[Saved entries]
= Beginning of Section =
PR #175, opened 2026-07-07
feat: scaffold datasets module and adapter contracts (Step 1 - modularization)

SBose-12:
What this does
Step 1 of the multi-dataset modularization plan (see Modularization-design-doc.md §9). This PR introduces the foundational, purely additive scaffolding for the new datasets/ module.

Crucially, this code is wired to nothing—no existing pipeline stages call or consume these modules yet, making this a zero-risk, isolated architectural layout.

Branch Hygiene
Base: Branched cleanly off origin/main.

Dependencies: Verified that all Step 0 commits (chore/retire-net-projects2-mamamia-paths) are absent. This PR has zero dependency on the unmerged Step 0 work.

Changes
1. Core datasets/ Module Scaffolding

DatasetAdapter: Implemented the base class contract outlining required methods per §4 of the design doc (including discover_cases(), case_dataset_name(), group_key(), load_timepoints(), preprocess(), load_clinical(), load_labels(), etc.). The constructor accepts an injected root: Path rather than hardcoding paths (§10, Decision 5).

MamaMiaDataset(DatasetAdapter): Set up the adapter implementing canonical MAMA-MIA behavior. Per §6.5, this requires zero method overrides, pulling existing default configurations and structural rules from the legacy setup into base-class parameters.

UChicagoDataset (uchicago.py): overrides the six manifest/identity/label methods identified in §6.5 (discover_cases, load_timepoints, preprocess, case_dataset_name, group_key, load_labels), plus two class-attribute defaults (default_split_policy, report_by).

Factory Function: Added a lightweight factory utility to resolve and instantiate the correct adapter based on the run config.

2. Configuration Knobs (config.py)

Appended two new fields to DEFAULT_CONFIG to govern dataset routing per §9:

dataset_root: Directs the adapter to its target directory.

split_policy: Standardizes data splitting strategies (auto / compute / provided).

3. Isolated Testing

Added targeted unit tests exercising adapter construction, ensuring MamaMiaDataset functions cleanly with zero overrides, and validating that the dataset factory instantiates classes correctly based on mock configurations.

Validation
Local unit tests for the new datasets/ module pass successfully.

Verified no active references or pipeline wiring hook into the new module.

pre-commit run --all-files passes cleanly.


annawoodard (changes requested):
Sarit, fabulous work!!!! 🎉 🥳 


Overall this makes sense: the adapter contract is readable, the MAMA-MIA behavior is documented clearly, the UChicago adapter fails loudly where preprocessing is not implemented yet, and the factory gives us a simple seam for later wiring. That is exactly the kind of incremental architecture PR I want here: additive, isolated, and easy to reason about.

The main design thing I want us to settle now is the package name. I'm hesitant about a top-level package called datasets because it collides with the common Hugging Face datasets package. Even if we are not using that package today, import-shadowing bugs are annoying and hard to diagnose later.

I also don't want something redundant like `vanguard_datasets`. Shorter options I'd consider:

  - `cohorts`: my favorite; short and domain-specific
  - `sources`
  - `adapters`

My vote is cohorts. These classes are not just generic datasets; they encode cohort-specific identity, labels, splits, layout, and preprocessing assumptions. `from cohorts import MamaMiaDataset` reads naturally and avoids the external package collision.

On tests: I appreciate that you added them, but I want us to be disciplined here. Tests are only worth carrying if they run automatically. Right now, our GitHub workflow sets up the environment and runs pre-commit, but it does not run pytest. That means new tests can silently go stale, which becomes a maintenance burden rather than safety.

If we keep tests in this PR, please add a CI step after pre-commit:

```
  - name: Run unit tests
    shell: bash -l {0}
    run: python -m pytest tests
```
= End of Section =
# Task prompt
Word for word, repeat the data from its first line through the line with "1. Core datasets/ Module Scaffolding", including both of those lines and no others.

# Solution to this task
PR #175, opened 2026-07-07
feat: scaffold datasets module and adapter contracts (Step 1 - modularization)

SBose-12:
What this does
Step 1 of the multi-dataset modularization plan (see Modularization-design-doc.md §9). This PR introduces the foundational, purely additive scaffolding for the new datasets/ module.

Crucially, this code is wired to nothing—no existing pipeline stages call or consume these modules yet, making this a zero-risk, isolated architectural layout.

Branch Hygiene
Base: Branched cleanly off origin/main.

Dependencies: Verified that all Step 0 commits (chore/retire-net-projects2-mamamia-paths) are absent. This PR has zero dependency on the unmerged Step 0 work.

Changes
1. Core datasets/ Module Scaffolding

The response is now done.